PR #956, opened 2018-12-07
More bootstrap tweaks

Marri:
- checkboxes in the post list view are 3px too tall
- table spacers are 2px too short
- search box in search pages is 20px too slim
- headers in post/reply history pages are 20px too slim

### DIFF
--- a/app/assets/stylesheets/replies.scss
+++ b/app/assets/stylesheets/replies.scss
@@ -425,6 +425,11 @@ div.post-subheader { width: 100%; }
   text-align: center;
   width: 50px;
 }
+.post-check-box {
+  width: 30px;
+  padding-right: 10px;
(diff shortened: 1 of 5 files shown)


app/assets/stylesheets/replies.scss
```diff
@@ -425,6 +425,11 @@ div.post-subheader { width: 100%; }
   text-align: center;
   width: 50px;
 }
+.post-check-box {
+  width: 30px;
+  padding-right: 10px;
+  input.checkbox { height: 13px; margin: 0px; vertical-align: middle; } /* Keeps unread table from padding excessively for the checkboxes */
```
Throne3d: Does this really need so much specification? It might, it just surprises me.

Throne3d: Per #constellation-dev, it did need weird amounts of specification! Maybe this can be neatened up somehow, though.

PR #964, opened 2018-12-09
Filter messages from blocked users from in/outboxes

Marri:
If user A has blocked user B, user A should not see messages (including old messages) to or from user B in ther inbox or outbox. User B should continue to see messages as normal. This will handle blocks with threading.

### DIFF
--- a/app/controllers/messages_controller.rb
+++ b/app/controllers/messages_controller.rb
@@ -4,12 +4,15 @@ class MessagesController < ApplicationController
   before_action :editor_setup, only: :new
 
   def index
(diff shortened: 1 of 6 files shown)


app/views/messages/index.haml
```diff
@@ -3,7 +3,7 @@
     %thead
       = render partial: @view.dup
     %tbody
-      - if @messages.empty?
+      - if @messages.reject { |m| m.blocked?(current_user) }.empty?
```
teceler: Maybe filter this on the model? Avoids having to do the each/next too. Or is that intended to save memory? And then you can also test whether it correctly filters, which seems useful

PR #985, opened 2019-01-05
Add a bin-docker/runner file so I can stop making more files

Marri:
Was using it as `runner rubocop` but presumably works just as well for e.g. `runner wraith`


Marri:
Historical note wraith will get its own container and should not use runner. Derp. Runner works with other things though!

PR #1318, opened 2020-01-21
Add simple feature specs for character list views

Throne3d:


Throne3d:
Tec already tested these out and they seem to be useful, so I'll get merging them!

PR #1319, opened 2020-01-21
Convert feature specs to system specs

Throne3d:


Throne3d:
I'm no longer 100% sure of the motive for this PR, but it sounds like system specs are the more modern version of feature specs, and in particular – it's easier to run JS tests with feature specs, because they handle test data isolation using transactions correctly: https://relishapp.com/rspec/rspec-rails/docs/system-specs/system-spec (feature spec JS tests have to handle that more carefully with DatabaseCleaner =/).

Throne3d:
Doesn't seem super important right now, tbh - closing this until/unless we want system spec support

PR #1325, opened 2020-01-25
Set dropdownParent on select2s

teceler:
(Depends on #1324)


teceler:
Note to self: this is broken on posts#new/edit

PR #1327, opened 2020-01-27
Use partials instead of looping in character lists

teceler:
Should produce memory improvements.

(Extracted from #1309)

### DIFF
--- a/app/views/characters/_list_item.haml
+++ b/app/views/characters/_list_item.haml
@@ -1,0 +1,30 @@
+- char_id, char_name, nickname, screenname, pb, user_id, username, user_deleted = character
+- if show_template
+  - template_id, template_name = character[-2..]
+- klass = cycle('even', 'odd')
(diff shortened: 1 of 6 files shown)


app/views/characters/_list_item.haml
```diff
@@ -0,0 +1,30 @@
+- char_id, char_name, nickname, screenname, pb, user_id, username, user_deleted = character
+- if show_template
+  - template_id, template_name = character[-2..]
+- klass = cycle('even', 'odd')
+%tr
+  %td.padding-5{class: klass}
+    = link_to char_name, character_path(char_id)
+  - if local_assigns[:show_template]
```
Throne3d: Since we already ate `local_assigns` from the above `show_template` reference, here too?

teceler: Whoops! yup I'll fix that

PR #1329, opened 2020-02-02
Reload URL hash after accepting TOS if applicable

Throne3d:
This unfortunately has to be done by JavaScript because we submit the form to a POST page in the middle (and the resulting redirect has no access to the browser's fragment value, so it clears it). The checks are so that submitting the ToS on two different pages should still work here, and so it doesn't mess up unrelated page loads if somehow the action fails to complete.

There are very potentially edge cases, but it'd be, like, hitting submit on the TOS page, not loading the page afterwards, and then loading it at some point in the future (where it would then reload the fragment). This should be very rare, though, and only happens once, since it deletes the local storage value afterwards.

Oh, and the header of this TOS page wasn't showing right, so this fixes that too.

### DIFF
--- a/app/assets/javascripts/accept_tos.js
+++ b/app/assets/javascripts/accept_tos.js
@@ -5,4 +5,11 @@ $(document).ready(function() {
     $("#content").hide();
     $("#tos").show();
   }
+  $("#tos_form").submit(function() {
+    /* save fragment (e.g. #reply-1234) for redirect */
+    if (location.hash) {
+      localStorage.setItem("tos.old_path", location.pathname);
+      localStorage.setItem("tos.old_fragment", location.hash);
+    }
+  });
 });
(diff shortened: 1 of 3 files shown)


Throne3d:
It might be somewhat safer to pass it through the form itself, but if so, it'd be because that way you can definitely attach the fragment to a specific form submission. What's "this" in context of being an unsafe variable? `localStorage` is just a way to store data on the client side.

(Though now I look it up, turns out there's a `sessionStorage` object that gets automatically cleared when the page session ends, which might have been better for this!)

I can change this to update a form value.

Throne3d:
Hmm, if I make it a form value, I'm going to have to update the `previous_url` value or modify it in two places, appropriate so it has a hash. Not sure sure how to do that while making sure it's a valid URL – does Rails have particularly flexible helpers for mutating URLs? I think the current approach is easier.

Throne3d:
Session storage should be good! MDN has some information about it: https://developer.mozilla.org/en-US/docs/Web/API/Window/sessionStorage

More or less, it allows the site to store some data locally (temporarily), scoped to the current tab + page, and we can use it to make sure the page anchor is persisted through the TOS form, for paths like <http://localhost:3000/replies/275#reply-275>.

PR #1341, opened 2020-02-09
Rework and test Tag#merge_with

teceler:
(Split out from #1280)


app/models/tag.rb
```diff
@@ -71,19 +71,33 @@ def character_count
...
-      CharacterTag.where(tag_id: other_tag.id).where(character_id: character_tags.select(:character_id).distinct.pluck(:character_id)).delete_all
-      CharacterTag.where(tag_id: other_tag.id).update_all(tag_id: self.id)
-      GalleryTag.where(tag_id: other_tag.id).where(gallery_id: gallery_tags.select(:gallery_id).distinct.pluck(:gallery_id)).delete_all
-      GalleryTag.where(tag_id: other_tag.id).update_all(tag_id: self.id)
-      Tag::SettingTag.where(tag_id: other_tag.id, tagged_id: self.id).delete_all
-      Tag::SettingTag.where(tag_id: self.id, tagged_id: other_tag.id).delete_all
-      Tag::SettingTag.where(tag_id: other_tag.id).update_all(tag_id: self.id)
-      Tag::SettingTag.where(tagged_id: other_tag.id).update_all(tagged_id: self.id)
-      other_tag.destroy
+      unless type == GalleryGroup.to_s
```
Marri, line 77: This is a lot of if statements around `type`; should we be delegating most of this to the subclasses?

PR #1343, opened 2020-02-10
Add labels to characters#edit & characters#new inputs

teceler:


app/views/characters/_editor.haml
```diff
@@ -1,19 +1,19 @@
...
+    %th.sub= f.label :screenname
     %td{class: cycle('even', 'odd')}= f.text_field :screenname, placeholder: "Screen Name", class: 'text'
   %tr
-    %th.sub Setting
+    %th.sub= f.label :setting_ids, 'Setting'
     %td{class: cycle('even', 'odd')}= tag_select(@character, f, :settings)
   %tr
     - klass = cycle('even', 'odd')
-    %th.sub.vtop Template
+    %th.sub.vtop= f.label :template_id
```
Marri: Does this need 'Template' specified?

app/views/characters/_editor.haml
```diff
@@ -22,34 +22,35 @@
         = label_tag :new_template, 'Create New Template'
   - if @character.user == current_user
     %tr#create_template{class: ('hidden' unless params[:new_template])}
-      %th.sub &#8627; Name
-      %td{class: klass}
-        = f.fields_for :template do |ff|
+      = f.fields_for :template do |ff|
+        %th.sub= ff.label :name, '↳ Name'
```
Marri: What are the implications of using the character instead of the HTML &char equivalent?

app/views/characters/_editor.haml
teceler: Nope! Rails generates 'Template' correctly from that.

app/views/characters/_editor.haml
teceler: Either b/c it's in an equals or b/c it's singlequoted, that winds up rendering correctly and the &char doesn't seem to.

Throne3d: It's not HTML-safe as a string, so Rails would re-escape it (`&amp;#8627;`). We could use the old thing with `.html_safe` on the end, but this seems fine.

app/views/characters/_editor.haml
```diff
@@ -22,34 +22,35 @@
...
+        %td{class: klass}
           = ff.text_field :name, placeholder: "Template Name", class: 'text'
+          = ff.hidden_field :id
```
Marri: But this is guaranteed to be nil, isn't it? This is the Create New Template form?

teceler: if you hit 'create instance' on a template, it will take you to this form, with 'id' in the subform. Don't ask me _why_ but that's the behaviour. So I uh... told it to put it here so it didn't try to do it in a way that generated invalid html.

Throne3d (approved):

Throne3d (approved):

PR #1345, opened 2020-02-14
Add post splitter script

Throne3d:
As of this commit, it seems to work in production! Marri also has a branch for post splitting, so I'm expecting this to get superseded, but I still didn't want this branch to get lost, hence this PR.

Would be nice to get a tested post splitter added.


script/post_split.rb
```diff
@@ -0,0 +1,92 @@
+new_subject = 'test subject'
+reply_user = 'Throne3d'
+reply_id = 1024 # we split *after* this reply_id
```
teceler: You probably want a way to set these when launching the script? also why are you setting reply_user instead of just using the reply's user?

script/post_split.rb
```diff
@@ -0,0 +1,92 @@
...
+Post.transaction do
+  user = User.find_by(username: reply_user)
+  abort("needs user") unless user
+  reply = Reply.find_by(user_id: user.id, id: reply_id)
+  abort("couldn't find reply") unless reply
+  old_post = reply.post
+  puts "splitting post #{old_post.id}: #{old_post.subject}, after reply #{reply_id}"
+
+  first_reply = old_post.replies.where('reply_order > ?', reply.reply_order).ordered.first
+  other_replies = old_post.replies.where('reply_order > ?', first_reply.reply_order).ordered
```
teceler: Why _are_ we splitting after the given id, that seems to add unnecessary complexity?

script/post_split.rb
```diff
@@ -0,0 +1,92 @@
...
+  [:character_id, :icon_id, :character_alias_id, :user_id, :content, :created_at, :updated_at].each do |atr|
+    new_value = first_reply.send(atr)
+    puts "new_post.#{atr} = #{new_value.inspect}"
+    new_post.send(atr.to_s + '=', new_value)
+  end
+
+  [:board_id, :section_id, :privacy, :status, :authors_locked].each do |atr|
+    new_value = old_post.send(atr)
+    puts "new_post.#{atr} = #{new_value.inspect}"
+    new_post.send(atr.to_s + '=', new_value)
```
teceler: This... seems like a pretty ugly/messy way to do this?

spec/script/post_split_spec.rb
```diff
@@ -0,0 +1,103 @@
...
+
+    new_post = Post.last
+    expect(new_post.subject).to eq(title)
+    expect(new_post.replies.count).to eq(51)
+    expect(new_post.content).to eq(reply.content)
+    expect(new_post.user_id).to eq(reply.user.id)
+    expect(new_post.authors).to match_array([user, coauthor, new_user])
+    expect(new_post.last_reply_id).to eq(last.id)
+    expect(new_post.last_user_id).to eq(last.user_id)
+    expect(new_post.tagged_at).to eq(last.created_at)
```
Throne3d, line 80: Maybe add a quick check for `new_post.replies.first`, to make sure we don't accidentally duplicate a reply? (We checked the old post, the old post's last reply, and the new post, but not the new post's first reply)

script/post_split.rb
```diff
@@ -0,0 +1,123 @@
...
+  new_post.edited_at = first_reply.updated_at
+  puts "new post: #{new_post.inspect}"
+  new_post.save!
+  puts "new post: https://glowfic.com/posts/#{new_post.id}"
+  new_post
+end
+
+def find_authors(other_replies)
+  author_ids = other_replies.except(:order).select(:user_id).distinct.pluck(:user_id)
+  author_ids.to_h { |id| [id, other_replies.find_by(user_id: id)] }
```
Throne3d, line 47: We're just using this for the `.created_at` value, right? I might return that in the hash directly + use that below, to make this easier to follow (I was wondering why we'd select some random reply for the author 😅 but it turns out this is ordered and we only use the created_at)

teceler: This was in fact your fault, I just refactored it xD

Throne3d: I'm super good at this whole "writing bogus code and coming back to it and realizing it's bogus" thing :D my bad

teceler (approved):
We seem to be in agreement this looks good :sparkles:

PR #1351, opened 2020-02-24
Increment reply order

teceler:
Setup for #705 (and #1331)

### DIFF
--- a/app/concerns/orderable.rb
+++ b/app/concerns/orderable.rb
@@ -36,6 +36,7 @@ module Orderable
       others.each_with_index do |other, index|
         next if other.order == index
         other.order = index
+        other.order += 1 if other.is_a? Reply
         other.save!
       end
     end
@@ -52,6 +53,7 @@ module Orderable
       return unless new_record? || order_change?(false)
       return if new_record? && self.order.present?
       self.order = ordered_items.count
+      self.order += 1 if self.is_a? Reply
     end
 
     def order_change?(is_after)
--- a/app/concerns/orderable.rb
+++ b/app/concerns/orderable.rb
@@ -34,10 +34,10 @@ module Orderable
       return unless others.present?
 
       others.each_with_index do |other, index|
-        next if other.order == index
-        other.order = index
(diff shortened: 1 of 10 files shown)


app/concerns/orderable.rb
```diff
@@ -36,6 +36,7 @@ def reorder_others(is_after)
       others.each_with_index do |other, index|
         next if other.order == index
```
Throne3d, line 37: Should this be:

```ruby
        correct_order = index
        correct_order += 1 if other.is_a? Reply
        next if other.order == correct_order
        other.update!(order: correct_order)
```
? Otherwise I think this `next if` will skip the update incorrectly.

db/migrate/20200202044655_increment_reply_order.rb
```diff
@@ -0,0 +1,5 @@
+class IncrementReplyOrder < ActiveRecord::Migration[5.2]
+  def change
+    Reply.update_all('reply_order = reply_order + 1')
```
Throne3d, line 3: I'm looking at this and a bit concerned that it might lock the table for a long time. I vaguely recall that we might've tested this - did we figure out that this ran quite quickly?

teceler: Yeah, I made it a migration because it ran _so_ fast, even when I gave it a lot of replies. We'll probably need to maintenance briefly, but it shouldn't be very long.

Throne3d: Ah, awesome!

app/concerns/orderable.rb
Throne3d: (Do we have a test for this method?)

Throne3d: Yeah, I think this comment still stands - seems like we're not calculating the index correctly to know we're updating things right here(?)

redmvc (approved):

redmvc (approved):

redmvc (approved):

####################

> Task instructions
Using the material above, report each line where "files" occurs.

> Output
(diff shortened: 1 of 5 files shown)
(diff shortened: 1 of 6 files shown)
Add a bin-docker/runner file so I can stop making more files
(diff shortened: 1 of 6 files shown)
(diff shortened: 1 of 3 files shown)
(diff shortened: 1 of 10 files shown)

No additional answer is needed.